The three overloads are unambiguous and can be used as the following examples show:

{
    std::function<char()> f = []() -> char {
        std::cout << "f() ";
        return 'A';
    };
    std::cout << call(f)    << std::endl; // calls f()
    std::cout << call(f, 0) << std::endl; // calls f()
}
{
    std::function<char(int)> f = [](int i) -> char {
        std::cout << "f(" << i << ") ";
        return 'B';
    };
    std::cout << call(f)    << std::endl; // calls f(0)
    std::cout << call(f, 1) << std::endl; // calls f(1)
}
{
    std::function<char(int, int)> f = [](int i, int j) -> char {
        std::cout << "f(" << i << "," << j << ") ";
        return 'C';
    };
    std::cout << call(f)    << std::endl; // calls f(0, 0)
    std::cout << call(f, 2) << std::endl; // calls f(2, 2)
}


回答2:

Yes you can pack as many parameters to fn as you wish using variadic templates.

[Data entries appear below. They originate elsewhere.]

PR #228, opened 2024-09-24
Add UX bug fixes and features to refactored platform

cjqian:
Add bug fixes and features to improve UX following the refactored platform's first playtest.

### DIFF
--- a/frontend/src/components/header/header.ts
+++ b/frontend/src/components/header/header.ts
@@ -1,7 +1,7 @@
 import '../../pair-components/button';
 import '../../pair-components/icon_button';
 import '../../pair-components/tooltip';
-
+import '../../components/experiment_builder/experiment_builder_nav';
 import {MobxLitElement} from '@adobe/lit-mobx';
 import {CSSResultGroup, html, nothing} from 'lit';
 import {customElement} from 'lit/decorators.js';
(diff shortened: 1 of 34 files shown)


frontend/src/components/header/header.ts
```diff
@@ -137,12 +137,31 @@ export class Header extends MobxLitElement {
...
+
+        <pr-button
+          color="primary"
+          variant="tonal"
+          ?disabled=${!this.experimentEditor.canEditStages}
+          @click=${() => { this.experimentEditor.toggleStageBuilderDialog(true) }}
+        >
+          Load game
+        </pr-button>
+      </pr-tooltip>
```
vivtsai, line 164: Remove accidental `</pr-tooltip>`?

frontend/src/shared/cohort.utils.ts
```diff
@@ -26,19 +26,10 @@ export function getCohortDescription(cohort: CohortConfig) {
 export function getCohortParticipants(
   participants: ParticipantProfile[],
   cohortId: string,
-  countObsoleteParticipants = true, // participants who left the experiment
   includeParticipantsPendingTransferToCohort = true,
 ) {
   let participantList = participants;
 
-  // If not counting obsolete, filter out participants
```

template <class function_type, class... Args>
void print(function_type fn, Args... args)
{
    //Call fn with args
    fn(std::forward<Args>(args...));
}

To find out how many args there are in the parameter pack, you can use sizeof...(args).



回答3:

To determine the signature of a callable, you can use the solution from Inferring the call signature of a lambda or arbitrary callable for "make_function". You can then package the callable into a std::function, or create a tag and use parameter inference:

template<typename T> struct tag {};

template<typename F, typename... Args>
void print_impl(F &&fn, tag<void(Args...)>) {
  fn(Args{}...);
}

template<typename F>
void print(F &&fn) {
  print_impl(std::forward<F>(fn), tag<get_signature<F>>{});
}

Note this uses value-initialised arguments; if you want anything more complex you can build a std::tuple<Args...> and pass that along, invoking it per "unpacking" a tuple to call a matching function pointer.